We are in the exact same boat. Ziva is 8 1/2 months. Vet said one thing, breeder another. Would love to hear other input.


----------



## Crazy Kian

There is a member on here (who rarely posts) and her girl is just over 1.5yrs old and still has not had her first heat.


----------



## fiona long

my vet wouldnt spay bailey until after her first season..... she came into season at 11 months and was spayed afters!


----------



## BamBam

Hi fiona,

have you found that spaying her after her first season has had any affect on her temperament at all?


----------



## fiona long

no not at all 

our vet said that it can increase risk of cancer not letting them have there first season and can affect maturity levels.

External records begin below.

PR #1666, opened 2026-06-10
feat: add API key rotation fallback

Opeple0627:
## Summary
- allow comma-separated API keys for API providers
- add sequential/random key rotation and configurable failed-key cooldown
- immediately fall back to another key for API/LLM translation, DeepL/DeepLX, generateText, summaries, segmentation, and pre-output stream failures

## Verification
- pnpm exec tsc --noEmit
- pnpm exec eslint on affected files
- pnpm exec vitest run src/entrypoints/background/__tests__/background-stream.test.ts src/entrypoints/background/__tests__/llm-generate-text.test.ts src/entrypoints/background/__tests__/translation-queues.test.ts src/utils/providers/__tests__/api-key-rotation.test.ts src/utils/providers/__tests__/model.test.ts src/utils/host/translate/api/__tests__/ai.test.ts src/utils/host/translate/api/__tests__/deepl.test.ts
- pnpm exec vitest run src/utils/host/translate/ui/__tests__/spinner.test.ts

Note: full `pnpm exec vitest run` still has the existing spinner test timing/mock-isolation failure when run with the full suite, while the spinner test passes standalone.

### DIFF
--- a/.changeset/api-key-rotation.md
+++ b/.changeset/api-key-rotation.md
@@ -1,0 +1,5 @@
+---
+"@read-frog/extension": patch
+---
+
+Add comma-separated API key rotation with sequential or random selection, cooldown for failed keys, and immediate fallback to another configured key.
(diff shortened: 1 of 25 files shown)


mengxi-ream:
The rotate function should be implemented by users setting up their own proxy layer. We will not maintain such extensive proxy code within the software unless the number of permanent developers increases in the future.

our girl is still daft as ever!!

i think vets in uk and vets in us reccomend different things when it comes to spaying!


----------



## Chippett69

Hi i'm new to the site today

My 9 month old bitch came into her first season on boxing day she was 6 months old at the time.
We too were not sure whether to get her spayed before or after, our vet was pushing us to get her done before her first.
To be honest i am glad she had her first one, it was not that messy and we constantly had tissues in hand to help catch any drips. Poppy our little V was shown to keep herself clean which she did. 
Her exercise was not a problem we took her out on her lead and kept her on it, we went for 20 min jogs which did her no harm. In fact was great for more lead work.
She is now though, in a phantom pregnancy which is common, we have up'd her exercise and reduced her food slightly which is advice we have been given.


----------



## jld640

I had Savannah spayed between 6 and 7 months which was a little later than the vet recommended and a little earlier than the breeder recommended. Since there are pros and cons for spaying early and late, ultimately, I finally decided it would be easier keeping her calm and inside now before the spring weather and sunshine make being outside soooo much more desireable.


----------



## dghubbard06

Much like the previous posts, our breeder recommended waiting until after 1 year and the vet wanted to spay at 6 months. I talked to our breeder and he says his girls usually have their first heat around 13 months, but this I am sure various greatly for other breedlines.

We've scheduled Stella for her operation in May when she'll be 11 months.


----------



## nick

This topic is full of uncertainity...so there must be a lack of good medical research to prove one way or another when to spay a puppy. My vet recommends doing it before their first season....but who knows for sure when that is. The bottom line here seems to be trust your vet and don't look back. We are having Molly spayed on Mar 15...she will be 6.5 months old then.


----------



## Roslind

For introduction, I worked as a vet tech for a year. Also, I am now in Med. School so I have an idea behind the science behind this. 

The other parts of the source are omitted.